Los Angeles transformou-se no paradigma da cultura automóvel. Actualmente, porém, é difícil sair dessa armadilha e regressar ao futuro. Desde 2008, os eleitores do condado de Los Angeles aprovaram duas vezes pequenos aumentos no imposto sobre as vendas para subsidiar uma expansão dos transportes públicos – em parte porque esperavam que ele retirasse veículos das
auto-estradas. “Temos um trânsito mortífero”, disse Therese McMillan, directora de planeamento da Metro, a autoridade dos transportes. A linha de metropolitano de superfície Expo para Santa Monica foi concluída em 2016, a linha de metropolitano Purple está a ser ampliada para 14,5 quilómetros, desde a baixa da cidade até perto da UCLA, e está a ser planeada outra linha para sudeste.

Os transportes públicos não vão, por si, resolver o problema de Los Angeles: no ano passado, o número de utentes até diminuiu. “A condução rodoviária é demasiado barata e as casas são demasiado caras”, disse Michael Manville, perito em planeamento urbano da UCLA. As pessoas têm de pagar para usar os transportes públicos, mas não para conduzir na auto-estrada nem para estacionar na maioria dos sítios. Entretanto, uma crise no preço da habitação causada pela gentrificação e pela resistência civil à habitação multifamiliar empurra as comunidades com baixos rendimentos para as franjas da metrópole, onde os transportes públicos são escassos.

Está em curso uma mudança: em Santa Mónica, conheci o arquitecto Johannes van Tilburg, projectista de dez mil unidades de habitação junto de linhas de transportes públicos nos últimos 15 anos. Poderá a malha urbana de uma cidade em expansão mudar?

“Acho que a resposta é um sim categórico”, diz Joe DiStefano. Demorámos apenas 50 anos a arruinar uma forma urbana pedonável que durara milénios, comentou. Podemos desfazê-lo noutros 50 anos. Joe DiStefano trabalhou com Peter Calthorpe no plano para El Camino. “Esse corredor é replicável”, afirmou. Existe essa oportunidade pelo país fora, a mesma oportunidade para criar cidades pedonáveis e interligadas para alojar uma população crescente, sem cortar mais uma árvore ou asfaltar um único quilómetro adicional.

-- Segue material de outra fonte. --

PR #4879, opened 2025-12-31
Add FERC EQR data source docs page

katie-lamb:
# Overview

Closes #4852

## Core changes

- Flesh out the `ferceqr` data source documentation page. See #4852 for checklist of contents.
- Add `ferceqr` page to data source docs index.
- Add historical FERC EQR data dictionaries to our docs for download / context.
- Create a [metadata-only FERC EQR archive on Zenodo](https://zenodo.org/records/18251902) to provide public access to `datapackage.json` and make use of existing infrastructure with a minimum of changes.
- Modify the `Datastore` class to ignore download requests for URLs that start with `gs://` so it doesn't barf on GCS backed metadata-only data packages.
- Add more keywords to the EQR data source.

## Datastore Housekeeping

While I was rummaging around in here trying to make the datastore work for the EQR, I fixed some other things.

- Fill in missing concept DOIs in all data source metadata.
- Display concept DOI as a link to Zenodo on all data source docs pages.
- Remove `eiawater` DOI since we don't actually touch that dataset in PUDL.
- Update `eia191` and `eia757a` DOIs to the most recent archives available.
- Do a metadata-only update to the `censusdp1tract` archive to modernize it.
- Remove legacy Datastore code that only existed to work with very old archives.

## Discussion of Zenodo Workaround

After reviewing #4911 I decided to try the "metadata only" Zenodo archive because:

- To make the docs build and other metadata access work for everyone, we needed to put the `datapackage.json` file somewhere public anyway.
- It re-uses the infrastructure we already have, requires minimal changes to the existing code, and doesn't result in semantic inconsistencies like having a "doi" that's not really a DOI.
- Having the metadata-only archive on Zenodo provides potential users a signpost to the dataset if they're used to looking for our data there already, and also gives the dataset a DOI that can be cited.
- The `datapackage.json` on Zenodo is conceptually almost perfectly fine -- the `path` URLs point to where the data really is, even if it's not accessible to the user (but we could make it requester-pays if we wanted to).

### Shortcomings

- Right now we need to remember to manually upload a new `datapackage.json` if/when we update the EQR snapshot. I'm sure we could automate this, but for now we haven't.
- There's currently no concept of dataset versioning in the FERC EQR data, but there is in the Zenodo archive, so it's possible for them to mismatch.  The file sizes and hashes will fail to match if this happens, and there might be more resources available in a newer snapshot of the data.

# Testing

How did you make sure this worked? How can a reviewer verify this?

[...]

PR #4911, opened 2026-01-09
fix: poke at datastore GCS datapackage workaround

### LINKED ISSUE #4929: Make Datastore able to fetch non-Zenodo data / metadata
# Overview

- Our data source documentation pages are dynamically generated during the docs build.
- Some of the information they display ultimately comes from the `datapackage.json` that describes the Zenodo archive for that data source.
- This information is retrieved by `Datastore.get_datapackage_descriptor()` which is called by `DataSource.add_datastore_metadats() which is called by `DataSource.to_rst()`
- Unfortunately none of this works if the data source is not archived on Zenodo, as is now the case with the FERC EQR data.
- This means we can't build the FERC EQR data source documentation page without some kind of workaround or generalization of the metadata fetching.
- We do have the necessary metadata at `gs://archives.catalyst.coop/ferceqr/published/datapackage.json` so it should be possible to generalize the functionality that's currently part of the `ZenodoFetcher` to allow it to fetch data and metadata from other kinds of data sources, like a `UPath`.
- However, the assumption that the data will be coming from Zenodo is pretty entangled with the system right now so this looks like it would take a bit of thinking and effort.

## Thoughts / Questions / Concerns

- If the metadata is being pulled from a private cloud bucket (as with the FERC EQR currently) then no outside contributor will ever be able to build the docs.
- Right now `add_datastore_metadata()` always tries to access `datapackage.json` via a `local_cache_path`. If the data isn't there, it'll go to Zenodo, which is flaky. It never tries to use cached data from S3, because the `Datastore` isn't passed in, it's created locally with a generic `PudlPaths` object.

jdangerx:
## Things done

* Add a GCS fetcher to go with the Zenodo fetcher - plus an interface they both share so that datastore can just do Fetcher things.
* ran `pixi run docs-build` and it seems to work on this branch, but not on `ferc-eqr-data-source-docs` branch, so something must have gotten fixed ;)

## Things ran into, but ignored:

* now `DatapackageDescriptor.doi` no longer exclusively refers to a DOI - this would be an easy refactor to something like `identifier` probably.
* resource fetching only works for Zenodo datasets, so I didn't add it to the `DatasetFetcher` interface. Instead I added a big ol comment around where I'd expect things to fail when someone tries to call `ds.get_resources` on a GCS dataset.


zaneselvans:
Unfortunately the `datapackage.json` that we are trying to access here is in a private bucket, so we won't be able to build on RTD, and no outside contributor will be able to build the docs either.

zaneselvans:
I ended up taking a different approach, at least for now. See discussion in #4879.

PR #4931, opened 2026-01-13
Add workaround for click issue 3110

zaneselvans:
# Overview

- Workaround for https://github.com/pallets/click/issues/3110 which was causing one of our `dbt_helper` tests to fail.
- This broke the builds because we updated to a new version of Click, exposing this regression.

# Testing

To exercise this fix run:
```console
pixi run pytest test/integration/dbt_test.py::test_validate_asset_selection
```

On `main` it will fail, but on this branch it should succeed.


krivard (approved):
🐿️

Antes disso, porém, haverá que contar com a próxima nova tecnologia explosiva. Em última análise, os veículos autónomos deveriam ser mais seguros do que os conduzidos por seres humanos. Deslocando-se em caravanas a 100 quilómetros por hora, quase em contacto com os pára-choques uns dos outros, podem aumentar a capacidade das vias rodoviárias e reduzir o espaço necessário para estacionamento. No entanto, segundo a mesma lógica, também podem aumentar dramaticamente o número de quilómetros percorridos por veículo: Uber e Lyft robóticos vagueiam vazios pela metrópole 24 horas por dia, à espera de um cliente e os proprietários de veículos autónomos particulares deixam-nos a circular enquanto vão às compras. Por fim, deveremos ter em conta o novo ímpeto que os motoristas robóticos poderiam injectar na expansão urbana. Se o seu automóvel se transformar num escritório, ou num quarto, que se conduz sozinho, qual a distância que estaria disposto a percorrer nele?

E se o seu carro fosse um avião? Num hangar a sul de San José, tive um vislumbre de um futuro que talvez não esteja muito distante. O hangar pertence a uma empresa chamada Kitty Hawk e continha quatro pequenas avionetas com alegres fuselagens amarelas. Cada asa tinha seis propulsores eléctricos apontados para cima. A avioneta chama-se Cora e levanta voo como um helicóptero, deslocando-se graças a baterias. Tem dois lugares, nenhum dos quais para um piloto. O Cora pilota-se sozinho. Um piloto em terra controla a viagem, assumindo remotamente os comandos caso se torne necessário.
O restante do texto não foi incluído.